### Given data
PR #3184, opened 2026-06-20
refactor: make toolsets and providers explicit

dgageot:
The registry patterns for toolsets and providers have been implicit, relying on blank imports and init() functions to wire everything together. This refactor makes both registries explicit.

### Exercise goal
Scan the listing and report each line where the word "refactor" shows up.

### Task answer
refactor: make toolsets and providers explicit
The registry patterns for toolsets and providers have been implicit, relying on blank imports and init() functions to wire everything together. This refactor makes both registries explicit.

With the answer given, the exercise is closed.